Department of Circulation and Medical Imaging, Norwegian University of Science and Technology, Trondheim, Norway.
NMR Biomed. 2010 May;23(4):424-31. doi: 10.1002/nbm.1478. Epub 2010 Jan 25.
Absolute quantitative measures of breast cancer tissue metabolites can increase our understanding of biological processes. Electronic REference To access In vivo Concentrations (ERETIC) was applied to high resolution magic angle spinning MR spectroscopy (HR MAS MRS) to quantify metabolites in intact breast cancer samples. The ERETIC signal was calibrated using solutions of creatine and TSP. The largest relative errors of the ERETIC method were 8.4%, compared to 4.4% for the HR MAS MRS method using TSP as a standard. The same MR experimental procedure was applied to intact tissue samples from breast cancer patients with clinically defined good (n = 13) and poor (n = 16) prognosis. All samples were examined by histopathology for relative content of different tissue types and proliferation index (MIB-1) after MR analysis. The resulting spectra were analyzed by quantification of tissue metabolites (β-glucose, lactate, glycine, myo-inositol, taurine, glycerophosphocholine, phosphocholine, choline and creatine), by peak area ratios and by principal component analysis. We found a trend toward lower concentrations of glycine in patients with good prognosis (1.1 µmol/g) compared to patients with poor prognosis (1.9 µmol/g, p = 0.067). Tissue metabolite concentrations (except for β-glucose) were also found to correlate to the fraction of tumor, connective, fat or glandular tissue by Pearson correlation analysis. Tissue concentrations of β-glucose correlated to proliferation index (MIB-1) with a negative correlation factor (-0.45, p = 0.015), consistent with increased energy demand in proliferating tumor cells. By analyzing several metabolites simultaneously, either in ratios or by metabolic profiles analyzed by PCA, we found that tissue metabolites correlate to patients' prognoses and health status five years after surgery. This study shows that the diagnostic and prognostic potential in MR metabolite analysis of breast cancer tissue is greater when combining multiple metabolites (MR Metabolomics).

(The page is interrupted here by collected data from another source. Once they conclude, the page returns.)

PR #34774, opened 2023-12-23
Node: match version used by WordPress itself

kraftbj:
In https://core.trac.wordpress.org/ticket/59663, WordPress Core jumped from being pretty far behind on the LTS version of Node it required to 20.x, and specifically 20.10. To simplify things since we're close, what about us upping a tad to match?

Separately, would need to consider this for Calypso, but wanted to run it here for opinions first.

## Proposed changes:

* Update nvmrc to 20.10 from 20.8.1
* Update package.json for the proper engine.

### Other information:

## Jetpack product discussion

None as of now.

No.

## Testing instructions:

* Run `nvm use` to update to 20.10 (possibly need `nvm install` first).
* Run pnpm install, jetpack install, jetpack build, etc to ensure things build right.
* Verify CI is happy.


anomiex (approved):
Wow, Gutenberg updated to node 20 too! :tada: 

I don't see a problem with us bumping the version, other than the possibility of Calypso not doing so and the mismatch potentially being annoying.

anomiex:
From [their announcement post](https://make.wordpress.org/core/2023/12/20/updating-wordpress-to-use-more-modern-versions-of-node-js-npm-2/):

> Will the required version be updated to 22.x when it’s released in April 2024?
>
> Maybe. 

I wonder if they'll decide to wait until 22.x becomes LTS in October, instead of doing it right away in April. If they do go ahead early, I wonder if we and Calypso should hold back until October as we've done previously.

绝对定量测量乳腺癌组织代谢物可以增加我们对生物学过程的理解。电子参考物活体浓度(ERETIC)被应用于高分辨率魔角旋转磁共振波谱(HR MAS MRS),以定量分析完整乳腺癌样本中的代谢物。通过使用肌酸和 TSP 溶液对 ERETIC 信号进行校准。与使用 TSP 作为标准的 HR MAS MRS 方法相比,ERETIC 方法的最大相对误差为 8.4%,而相对误差为 4.4%。相同的磁共振实验程序应用于来自临床定义良好(n = 13)和不良(n = 16)预后的乳腺癌患者的完整组织样本。所有样本在磁共振分析后均通过组织学检查评估不同组织类型的相对含量和增殖指数(MIB-1)。对所得光谱进行分析,通过定量分析组织代谢物(β-葡萄糖、乳酸、甘氨酸、肌醇、牛磺酸、甘油磷酸胆碱、磷酸胆碱、胆碱和肌酸)、峰面积比和主成分分析进行分析。我们发现,与预后不良的患者(1.9μmol/g)相比,预后良好的患者(1.1μmol/g)中甘氨酸的浓度呈下降趋势(p = 0.067)。通过皮尔逊相关分析,还发现组织代谢物浓度(除β-葡萄糖外)与肿瘤、结缔组织、脂肪或腺组织的比例也相关。β-葡萄糖的组织浓度与增殖指数(MIB-1)呈负相关(-0.45,p = 0.015),这与增殖肿瘤细胞中能量需求的增加一致。通过同时分析几种代谢物,无论是通过比值还是通过 PCA 分析的代谢谱,我们发现组织代谢物与患者手术后五年的预后和健康状况相关。这项研究表明,在分析乳腺癌组织的磁共振代谢物时,结合多种代谢物(磁共振代谢组学)可以提高诊断和预后的潜力。